- Coat of arms
- Coordinates (Raciążek): 52°52′N 18°49′E﻿ / ﻿52.867°N 18.817°E
- Country: Poland
- Voivodeship: Kuyavian-Pomeranian
- County: Aleksandrów
- Seat: Raciążek

Area
- • Total: 32.89 km^{2} (12.70 sq mi)

Population (2006)
- • Total: 3,084
- • Density: 94/km^{2} (240/sq mi)
- Website: http://www.raciazek.lo.pl

= Gmina Raciążek =

Gmina Raciążek is a rural gmina (administrative district) in Aleksandrów County, Kuyavian-Pomeranian Voivodeship, in north-central Poland. Its seat is the village of Raciążek, which lies approximately 8 km east of Aleksandrów Kujawski and 23 km south-east of Toruń.
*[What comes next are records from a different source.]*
PR #1988, opened 2020-11-24
Fixing locust scale tests for cellxgene loading apis and adding a Github Actions workflow to run the tests every Sunday.

maniarathi:


mckinsel (approved):
One nit (that I think will break it) but otherwise LGTM.

One thought though:

We will be turning on caching again for a lot of these routes. So we'll have to make sure we don't like see a bad scale result, run scale tests again, see that it got a lot better and decide it must have been a transient thing.

PR #1993, opened 2020-11-30
Pin tiledb version to < 0.7.1

maniarathi:


ihnorton:
Sorry about this, we added an optional dependency for the dataframes functionality, but I made one of the checks an error instead of a warning. Will do a bump release today to fix.

maniarathi:
Thanks @ihnorton !

server/requirements.txt
```diff
@@ -20,7 +20,7 @@ pandas>=1.0,!=1.1  # pandas 1.1 breaks tests, https://github.com/pandas-dev/pand
 PyYAML>=5.3
 scipy>=1.0
 requests>=2.22.0
-tiledb>=0.5.9,>=0.6.2
+tiledb>=0.5.9,>=0.6.2,<=0.7.1
```
bmccandless, line 23: Sounds like the problem will be fixed in the next release (coming soon).  Another option is to 
just exclude the problem version, so we don't have to change again:

tiledb>=0.6.2,!=0.7.2

bmccandless (approved):
One suggestion, then LGTM

maniarathi:
Thanks @bmccandless ! Good suggestion, I've changed it to be so.

PR #1994, opened 2020-11-30
Use sparse=True for from_pandas

ihnorton:
Fixes test failures when using TileDB-Py 0.7.2, due to change in the default array type for `from_pandas`.


maniarathi:
Thank you @ihnorton !

bmccandless (approved):
LGTM

bmccandless:
Actually, that array should have been dense.   I'll rewrite to use a dense schema and fix the test.

bmccandless:
> Actually, that array should have been dense. I'll rewrite to use a dense schema and fix the test.

Oh, I see the dataframe use string typed dimensions, so the schema has to be sparse.
So, this update looks good.

PR #1996, opened 2020-12-02
check if viewport has changed and render accordingly

seve:
Fixes a bug where graph would not update as user resized window

### DIFF
--- a/client/src/components/graph/graph.js
+++ b/client/src/components/graph/graph.js
@@ -731,11 +731,14 @@ class Graph extends React.Component {
   });
 
   updateReglAndRender(asyncProps, prevAsyncProps) {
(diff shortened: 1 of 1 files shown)


tihuan (approved):
LGTM! Do we know why this wasn't an issue when we didn't check for the width and height? So interesting!

seve:
> LGTM! Do we know why this wasn't an issue when we didn't check for the width and height? So interesting!

We added some more controlled re-render conditions in #1967, buffers don't change when the viewport changes, but the actual transformations and projections onto the graph do change when viewport changes. Which is why we need to call `renderCanvas()`

tihuan:
Ooh got it! Thanks for the context, @seve 🎉 🙏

The gmina covers an area of 32.89 km2, and as of 2006 its total population is 3,084.

==Villages==
Gmina Raciążek contains the villages and settlements of Dąbrówka Duża, Niestuszewo, Podole, Podzamcze, Raciążek, Siarzewo, Turzno and Turzynek.

==Neighbouring gminas==
Gmina Raciążek is bordered by the towns of Ciechocinek and Nieszawa, and by the gminas of Aleksandrów Kujawski, Czernikowo, Koneck and Waganiec.